[Data records]
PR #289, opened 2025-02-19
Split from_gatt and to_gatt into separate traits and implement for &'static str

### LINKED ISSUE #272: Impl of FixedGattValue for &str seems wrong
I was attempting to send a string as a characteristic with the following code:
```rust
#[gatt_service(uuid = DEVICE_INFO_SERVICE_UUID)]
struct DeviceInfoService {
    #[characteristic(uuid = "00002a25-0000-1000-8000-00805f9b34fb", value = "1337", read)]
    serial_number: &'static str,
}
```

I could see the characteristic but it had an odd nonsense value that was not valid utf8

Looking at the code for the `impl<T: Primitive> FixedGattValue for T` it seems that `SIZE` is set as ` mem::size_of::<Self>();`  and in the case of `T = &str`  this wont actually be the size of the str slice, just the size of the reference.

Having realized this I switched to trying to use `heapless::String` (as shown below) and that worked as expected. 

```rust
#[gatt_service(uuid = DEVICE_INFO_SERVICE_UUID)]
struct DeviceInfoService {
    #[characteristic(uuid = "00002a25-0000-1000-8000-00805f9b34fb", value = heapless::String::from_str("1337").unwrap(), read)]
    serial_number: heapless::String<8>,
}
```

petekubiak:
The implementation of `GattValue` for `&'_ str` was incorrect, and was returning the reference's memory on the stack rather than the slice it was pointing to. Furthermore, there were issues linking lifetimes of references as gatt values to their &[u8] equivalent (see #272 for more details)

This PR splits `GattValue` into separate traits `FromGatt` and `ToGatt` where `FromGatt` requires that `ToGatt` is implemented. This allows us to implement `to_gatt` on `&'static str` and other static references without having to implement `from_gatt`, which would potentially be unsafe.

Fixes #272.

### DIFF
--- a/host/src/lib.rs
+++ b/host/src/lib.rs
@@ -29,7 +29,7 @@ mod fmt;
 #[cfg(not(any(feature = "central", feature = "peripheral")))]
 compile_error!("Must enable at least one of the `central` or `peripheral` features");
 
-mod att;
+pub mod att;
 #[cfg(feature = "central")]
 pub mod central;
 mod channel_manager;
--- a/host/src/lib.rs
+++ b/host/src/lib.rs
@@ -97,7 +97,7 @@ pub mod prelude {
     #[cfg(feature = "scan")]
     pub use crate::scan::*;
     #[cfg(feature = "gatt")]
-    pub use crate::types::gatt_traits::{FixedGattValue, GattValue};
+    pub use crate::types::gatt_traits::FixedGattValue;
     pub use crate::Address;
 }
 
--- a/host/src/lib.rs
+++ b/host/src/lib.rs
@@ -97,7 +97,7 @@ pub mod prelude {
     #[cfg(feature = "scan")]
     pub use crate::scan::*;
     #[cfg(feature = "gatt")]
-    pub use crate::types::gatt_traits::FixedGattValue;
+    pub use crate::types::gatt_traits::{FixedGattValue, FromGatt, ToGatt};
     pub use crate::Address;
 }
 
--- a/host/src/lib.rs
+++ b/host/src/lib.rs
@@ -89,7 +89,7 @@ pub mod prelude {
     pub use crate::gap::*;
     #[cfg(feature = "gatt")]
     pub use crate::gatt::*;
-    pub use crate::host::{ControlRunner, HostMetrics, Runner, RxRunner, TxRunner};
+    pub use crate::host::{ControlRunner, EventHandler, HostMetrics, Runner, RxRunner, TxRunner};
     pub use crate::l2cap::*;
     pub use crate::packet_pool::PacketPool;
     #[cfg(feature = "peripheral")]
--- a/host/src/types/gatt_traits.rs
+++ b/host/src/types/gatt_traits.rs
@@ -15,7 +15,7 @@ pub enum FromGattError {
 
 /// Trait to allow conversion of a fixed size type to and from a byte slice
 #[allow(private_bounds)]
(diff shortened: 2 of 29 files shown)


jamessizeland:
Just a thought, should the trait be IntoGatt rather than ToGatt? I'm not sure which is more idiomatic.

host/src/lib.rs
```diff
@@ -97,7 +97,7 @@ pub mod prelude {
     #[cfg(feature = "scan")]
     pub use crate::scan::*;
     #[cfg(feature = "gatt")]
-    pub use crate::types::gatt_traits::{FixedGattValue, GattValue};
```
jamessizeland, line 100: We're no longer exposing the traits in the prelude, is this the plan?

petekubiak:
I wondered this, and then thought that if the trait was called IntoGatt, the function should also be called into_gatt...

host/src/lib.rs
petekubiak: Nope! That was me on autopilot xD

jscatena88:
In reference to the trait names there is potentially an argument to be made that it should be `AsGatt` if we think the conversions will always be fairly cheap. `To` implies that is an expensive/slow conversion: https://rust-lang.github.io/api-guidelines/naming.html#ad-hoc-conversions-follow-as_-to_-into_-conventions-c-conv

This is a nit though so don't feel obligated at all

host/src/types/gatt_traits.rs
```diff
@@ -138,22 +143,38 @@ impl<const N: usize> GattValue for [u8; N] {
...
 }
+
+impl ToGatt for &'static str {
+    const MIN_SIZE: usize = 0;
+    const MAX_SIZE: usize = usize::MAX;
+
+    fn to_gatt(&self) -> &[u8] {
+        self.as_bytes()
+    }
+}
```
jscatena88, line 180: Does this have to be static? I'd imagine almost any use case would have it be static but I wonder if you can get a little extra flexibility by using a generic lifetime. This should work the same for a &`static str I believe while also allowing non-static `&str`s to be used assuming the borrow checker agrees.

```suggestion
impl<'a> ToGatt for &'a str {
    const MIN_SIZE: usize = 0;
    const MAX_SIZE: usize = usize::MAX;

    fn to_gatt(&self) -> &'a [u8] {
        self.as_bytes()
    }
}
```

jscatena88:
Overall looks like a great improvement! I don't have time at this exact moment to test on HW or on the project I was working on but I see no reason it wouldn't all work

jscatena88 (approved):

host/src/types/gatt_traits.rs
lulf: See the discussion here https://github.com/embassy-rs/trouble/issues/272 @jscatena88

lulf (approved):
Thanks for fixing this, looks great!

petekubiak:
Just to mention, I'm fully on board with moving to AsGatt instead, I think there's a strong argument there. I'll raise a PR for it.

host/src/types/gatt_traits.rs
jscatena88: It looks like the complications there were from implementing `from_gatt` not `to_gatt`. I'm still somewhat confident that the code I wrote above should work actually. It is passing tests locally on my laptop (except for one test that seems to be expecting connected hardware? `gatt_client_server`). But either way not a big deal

* * *

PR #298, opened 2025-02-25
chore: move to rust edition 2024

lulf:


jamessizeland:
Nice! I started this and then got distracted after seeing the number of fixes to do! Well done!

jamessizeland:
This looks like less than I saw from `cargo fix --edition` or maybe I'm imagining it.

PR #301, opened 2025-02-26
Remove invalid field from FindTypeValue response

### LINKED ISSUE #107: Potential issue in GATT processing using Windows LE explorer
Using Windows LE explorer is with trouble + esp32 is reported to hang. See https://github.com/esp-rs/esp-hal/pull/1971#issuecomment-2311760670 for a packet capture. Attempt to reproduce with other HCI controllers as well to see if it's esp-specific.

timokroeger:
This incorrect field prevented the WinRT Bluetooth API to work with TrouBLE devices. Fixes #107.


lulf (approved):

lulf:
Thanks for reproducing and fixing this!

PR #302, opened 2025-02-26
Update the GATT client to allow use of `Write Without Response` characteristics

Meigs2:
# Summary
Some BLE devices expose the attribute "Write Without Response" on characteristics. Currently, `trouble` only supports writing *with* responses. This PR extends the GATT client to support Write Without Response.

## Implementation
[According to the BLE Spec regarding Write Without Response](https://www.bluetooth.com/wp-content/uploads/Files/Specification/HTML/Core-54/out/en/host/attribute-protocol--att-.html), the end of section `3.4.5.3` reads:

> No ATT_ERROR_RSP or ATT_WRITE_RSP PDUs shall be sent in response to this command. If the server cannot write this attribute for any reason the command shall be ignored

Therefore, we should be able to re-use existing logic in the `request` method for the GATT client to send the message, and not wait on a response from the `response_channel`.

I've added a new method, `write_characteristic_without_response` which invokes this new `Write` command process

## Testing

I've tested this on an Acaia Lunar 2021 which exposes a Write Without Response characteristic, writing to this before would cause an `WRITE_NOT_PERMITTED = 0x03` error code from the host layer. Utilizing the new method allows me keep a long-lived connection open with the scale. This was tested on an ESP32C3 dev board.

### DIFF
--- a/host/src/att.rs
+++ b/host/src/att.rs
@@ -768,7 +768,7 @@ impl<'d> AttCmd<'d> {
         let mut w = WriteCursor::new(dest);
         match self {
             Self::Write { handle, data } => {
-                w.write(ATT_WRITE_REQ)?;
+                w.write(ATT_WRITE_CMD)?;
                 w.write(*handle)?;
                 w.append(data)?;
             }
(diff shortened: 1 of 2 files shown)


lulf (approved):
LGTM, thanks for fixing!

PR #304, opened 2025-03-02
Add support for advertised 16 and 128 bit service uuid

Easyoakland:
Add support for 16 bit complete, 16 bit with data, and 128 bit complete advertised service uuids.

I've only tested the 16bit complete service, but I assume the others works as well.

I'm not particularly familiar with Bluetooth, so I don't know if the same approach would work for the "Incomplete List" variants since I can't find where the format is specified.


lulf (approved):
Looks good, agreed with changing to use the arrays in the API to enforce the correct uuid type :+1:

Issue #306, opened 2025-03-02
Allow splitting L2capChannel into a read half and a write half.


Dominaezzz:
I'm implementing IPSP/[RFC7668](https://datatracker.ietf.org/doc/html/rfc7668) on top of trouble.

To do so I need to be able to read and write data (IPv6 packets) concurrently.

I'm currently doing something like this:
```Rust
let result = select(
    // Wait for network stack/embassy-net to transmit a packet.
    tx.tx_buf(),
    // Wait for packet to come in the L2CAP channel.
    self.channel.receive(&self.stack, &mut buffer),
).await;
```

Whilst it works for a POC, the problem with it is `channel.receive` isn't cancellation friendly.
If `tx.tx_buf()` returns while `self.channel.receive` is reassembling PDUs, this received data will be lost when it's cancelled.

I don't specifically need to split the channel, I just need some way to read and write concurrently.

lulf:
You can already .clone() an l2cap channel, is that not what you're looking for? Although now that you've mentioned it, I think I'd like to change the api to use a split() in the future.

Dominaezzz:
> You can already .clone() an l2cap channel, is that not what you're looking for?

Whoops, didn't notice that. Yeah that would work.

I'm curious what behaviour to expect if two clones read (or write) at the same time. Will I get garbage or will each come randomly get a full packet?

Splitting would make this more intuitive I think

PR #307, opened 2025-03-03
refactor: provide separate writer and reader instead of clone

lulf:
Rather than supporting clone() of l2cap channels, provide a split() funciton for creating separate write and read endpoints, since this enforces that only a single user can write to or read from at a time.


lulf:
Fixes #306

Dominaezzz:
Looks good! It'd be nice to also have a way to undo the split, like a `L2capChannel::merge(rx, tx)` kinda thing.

§ **WHAT THE TASK ASKS**
Taking the entries above, write out exactly the lines starting with the line containing "lulf: See the" and going on through the line containing "jscatena88: It looks", both included, and nothing else.

§ **RESPONSE**
lulf: See the discussion here https://github.com/embassy-rs/trouble/issues/272 @jscatena88

lulf (approved):
Thanks for fixing this, looks great!

petekubiak:
Just to mention, I'm fully on board with moving to AsGatt instead, I think there's a strong argument there. I'll raise a PR for it.

host/src/types/gatt_traits.rs
jscatena88: It looks like the complications there were from implementing `from_gatt` not `to_gatt`. I'm still somewhat confident that the code I wrote above should work actually. It is passing tests locally on my laptop (except for one test that seems to be expecting connected hardware? `gatt_client_server`). But either way not a big deal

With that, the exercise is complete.